START Information provided

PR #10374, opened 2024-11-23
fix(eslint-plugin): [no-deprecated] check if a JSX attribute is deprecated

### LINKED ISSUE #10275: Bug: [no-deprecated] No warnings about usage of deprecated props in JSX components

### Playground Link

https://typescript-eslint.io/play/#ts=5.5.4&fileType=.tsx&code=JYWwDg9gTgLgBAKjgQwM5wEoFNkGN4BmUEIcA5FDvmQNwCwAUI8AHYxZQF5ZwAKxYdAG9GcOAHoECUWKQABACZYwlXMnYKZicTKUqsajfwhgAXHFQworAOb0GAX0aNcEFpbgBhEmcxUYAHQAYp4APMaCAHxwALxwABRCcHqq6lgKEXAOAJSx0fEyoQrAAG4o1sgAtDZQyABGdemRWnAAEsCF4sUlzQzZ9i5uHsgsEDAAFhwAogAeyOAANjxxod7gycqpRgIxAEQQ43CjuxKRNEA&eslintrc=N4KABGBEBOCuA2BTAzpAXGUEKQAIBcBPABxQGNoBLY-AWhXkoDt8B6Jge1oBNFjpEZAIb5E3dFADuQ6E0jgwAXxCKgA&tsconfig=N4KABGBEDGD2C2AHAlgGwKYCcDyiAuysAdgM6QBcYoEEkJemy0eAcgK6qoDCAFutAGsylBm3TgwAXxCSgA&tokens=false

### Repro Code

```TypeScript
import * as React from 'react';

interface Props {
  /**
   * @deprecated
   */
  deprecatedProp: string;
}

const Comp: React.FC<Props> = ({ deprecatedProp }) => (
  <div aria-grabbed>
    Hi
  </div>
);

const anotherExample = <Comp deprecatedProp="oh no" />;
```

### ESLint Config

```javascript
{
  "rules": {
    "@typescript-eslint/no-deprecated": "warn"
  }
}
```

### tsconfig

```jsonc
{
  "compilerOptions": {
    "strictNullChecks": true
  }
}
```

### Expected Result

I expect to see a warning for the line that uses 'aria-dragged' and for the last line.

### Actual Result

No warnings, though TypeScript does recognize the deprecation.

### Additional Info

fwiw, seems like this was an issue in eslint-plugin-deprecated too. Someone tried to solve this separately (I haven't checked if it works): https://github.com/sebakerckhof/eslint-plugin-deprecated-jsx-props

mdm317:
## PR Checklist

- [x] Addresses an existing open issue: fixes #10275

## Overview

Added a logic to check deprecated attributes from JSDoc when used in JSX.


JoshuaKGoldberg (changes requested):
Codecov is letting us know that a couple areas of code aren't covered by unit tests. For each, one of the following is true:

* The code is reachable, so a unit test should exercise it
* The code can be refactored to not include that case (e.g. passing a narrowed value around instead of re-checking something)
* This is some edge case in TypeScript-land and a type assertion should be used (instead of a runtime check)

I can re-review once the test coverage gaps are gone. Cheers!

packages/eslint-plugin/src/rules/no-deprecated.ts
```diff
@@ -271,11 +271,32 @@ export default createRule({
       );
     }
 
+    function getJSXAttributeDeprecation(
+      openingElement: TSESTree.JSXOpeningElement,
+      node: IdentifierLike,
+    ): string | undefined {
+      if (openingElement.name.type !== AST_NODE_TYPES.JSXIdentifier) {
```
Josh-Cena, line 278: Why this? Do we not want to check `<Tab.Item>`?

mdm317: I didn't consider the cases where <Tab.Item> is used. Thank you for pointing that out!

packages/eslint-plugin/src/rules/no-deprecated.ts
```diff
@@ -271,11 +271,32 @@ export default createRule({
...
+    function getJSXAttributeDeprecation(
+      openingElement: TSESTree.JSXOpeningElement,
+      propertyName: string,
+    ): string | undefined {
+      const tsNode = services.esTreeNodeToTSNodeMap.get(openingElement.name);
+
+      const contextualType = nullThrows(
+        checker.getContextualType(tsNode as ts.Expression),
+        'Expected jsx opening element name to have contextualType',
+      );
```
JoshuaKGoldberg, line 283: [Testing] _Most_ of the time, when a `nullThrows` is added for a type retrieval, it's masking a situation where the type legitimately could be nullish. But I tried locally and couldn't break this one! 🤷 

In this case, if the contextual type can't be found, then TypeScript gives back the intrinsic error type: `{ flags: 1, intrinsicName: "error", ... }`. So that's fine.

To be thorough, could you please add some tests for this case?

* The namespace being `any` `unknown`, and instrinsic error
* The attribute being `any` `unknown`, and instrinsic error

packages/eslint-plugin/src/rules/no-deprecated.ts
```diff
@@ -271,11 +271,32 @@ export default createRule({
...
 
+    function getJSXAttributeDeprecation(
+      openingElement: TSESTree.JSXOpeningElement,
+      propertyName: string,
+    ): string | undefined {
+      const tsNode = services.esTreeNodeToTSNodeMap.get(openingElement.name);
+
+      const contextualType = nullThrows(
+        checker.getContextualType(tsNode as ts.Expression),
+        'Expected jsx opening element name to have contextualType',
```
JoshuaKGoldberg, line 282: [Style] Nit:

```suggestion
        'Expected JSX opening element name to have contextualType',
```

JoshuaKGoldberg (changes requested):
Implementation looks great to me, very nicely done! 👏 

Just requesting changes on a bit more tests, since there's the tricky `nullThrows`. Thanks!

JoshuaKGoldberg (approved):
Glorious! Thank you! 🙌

END Information provided

**How to complete this task**
Could you reproduce the data above exactly as given?

**Written response**
PR #10374, opened 2024-11-23
fix(eslint-plugin): [no-deprecated] check if a JSX attribute is deprecated

### LINKED ISSUE #10275: Bug: [no-deprecated] No warnings about usage of deprecated props in JSX components

### Playground Link

https://typescript-eslint.io/play/#ts=5.5.4&fileType=.tsx&code=JYWwDg9gTgLgBAKjgQwM5wEoFNkGN4BmUEIcA5FDvmQNwCwAUI8AHYxZQF5ZwAKxYdAG9GcOAHoECUWKQABACZYwlXMnYKZicTKUqsajfwhgAXHFQworAOb0GAX0aNcEFpbgBhEmcxUYAHQAYp4APMaCAHxwALxwABRCcHqq6lgKEXAOAJSx0fEyoQrAAG4o1sgAtDZQyABGdemRWnAAEsCF4sUlzQzZ9i5uHsgsEDAAFhwAogAeyOAANjxxod7gycqpRgIxAEQQ43CjuxKRNEA&eslintrc=N4KABGBEBOCuA2BTAzpAXGUEKQAIBcBPABxQGNoBLY-AWhXkoDt8B6Jge1oBNFjpEZAIb5E3dFADuQ6E0jgwAXxCKgA&tsconfig=N4KABGBEDGD2C2AHAlgGwKYCcDyiAuysAdgM6QBcYoEEkJemy0eAcgK6qoDCAFutAGsylBm3TgwAXxCSgA&tokens=false

### Repro Code

```TypeScript
import * as React from 'react';

interface Props {
  /**
   * @deprecated
   */
  deprecatedProp: string;
}

const Comp: React.FC<Props> = ({ deprecatedProp }) => (
  <div aria-grabbed>
    Hi
  </div>
);

const anotherExample = <Comp deprecatedProp="oh no" />;
```

### ESLint Config

```javascript
{
  "rules": {
    "@typescript-eslint/no-deprecated": "warn"
  }
}
```

### tsconfig

```jsonc
{
  "compilerOptions": {
    "strictNullChecks": true
  }
}
```

### Expected Result

I expect to see a warning for the line that uses 'aria-dragged' and for the last line.

### Actual Result

No warnings, though TypeScript does recognize the deprecation.

### Additional Info

fwiw, seems like this was an issue in eslint-plugin-deprecated too. Someone tried to solve this separately (I haven't checked if it works): https://github.com/sebakerckhof/eslint-plugin-deprecated-jsx-props

mdm317:
## PR Checklist

- [x] Addresses an existing open issue: fixes #10275

## Overview

Added a logic to check deprecated attributes from JSDoc when used in JSX.


JoshuaKGoldberg (changes requested):
Codecov is letting us know that a couple areas of code aren't covered by unit tests. For each, one of the following is true:

* The code is reachable, so a unit test should exercise it
* The code can be refactored to not include that case (e.g. passing a narrowed value around instead of re-checking something)
* This is some edge case in TypeScript-land and a type assertion should be used (instead of a runtime check)

I can re-review once the test coverage gaps are gone. Cheers!

packages/eslint-plugin/src/rules/no-deprecated.ts
```diff
@@ -271,11 +271,32 @@ export default createRule({
       );
     }
 
+    function getJSXAttributeDeprecation(
+      openingElement: TSESTree.JSXOpeningElement,
+      node: IdentifierLike,
+    ): string | undefined {
+      if (openingElement.name.type !== AST_NODE_TYPES.JSXIdentifier) {
```
Josh-Cena, line 278: Why this? Do we not want to check `<Tab.Item>`?

mdm317: I didn't consider the cases where <Tab.Item> is used. Thank you for pointing that out!

packages/eslint-plugin/src/rules/no-deprecated.ts
```diff
@@ -271,11 +271,32 @@ export default createRule({
...
+    function getJSXAttributeDeprecation(
+      openingElement: TSESTree.JSXOpeningElement,
+      propertyName: string,
+    ): string | undefined {
+      const tsNode = services.esTreeNodeToTSNodeMap.get(openingElement.name);
+
+      const contextualType = nullThrows(
+        checker.getContextualType(tsNode as ts.Expression),
+        'Expected jsx opening element name to have contextualType',
+      );
```
JoshuaKGoldberg, line 283: [Testing] _Most_ of the time, when a `nullThrows` is added for a type retrieval, it's masking a situation where the type legitimately could be nullish. But I tried locally and couldn't break this one! 🤷 

In this case, if the contextual type can't be found, then TypeScript gives back the intrinsic error type: `{ flags: 1, intrinsicName: "error", ... }`. So that's fine.

To be thorough, could you please add some tests for this case?

* The namespace being `any` `unknown`, and instrinsic error
* The attribute being `any` `unknown`, and instrinsic error

packages/eslint-plugin/src/rules/no-deprecated.ts
```diff
@@ -271,11 +271,32 @@ export default createRule({
...
 
+    function getJSXAttributeDeprecation(
+      openingElement: TSESTree.JSXOpeningElement,
+      propertyName: string,
+    ): string | undefined {
+      const tsNode = services.esTreeNodeToTSNodeMap.get(openingElement.name);
+
+      const contextualType = nullThrows(
+        checker.getContextualType(tsNode as ts.Expression),
+        'Expected jsx opening element name to have contextualType',
```
JoshuaKGoldberg, line 282: [Style] Nit:

```suggestion
        'Expected JSX opening element name to have contextualType',
```

JoshuaKGoldberg (changes requested):
Implementation looks great to me, very nicely done! 👏 

Just requesting changes on a bit more tests, since there's the tricky `nullThrows`. Thanks!

JoshuaKGoldberg (approved):
Glorious! Thank you! 🙌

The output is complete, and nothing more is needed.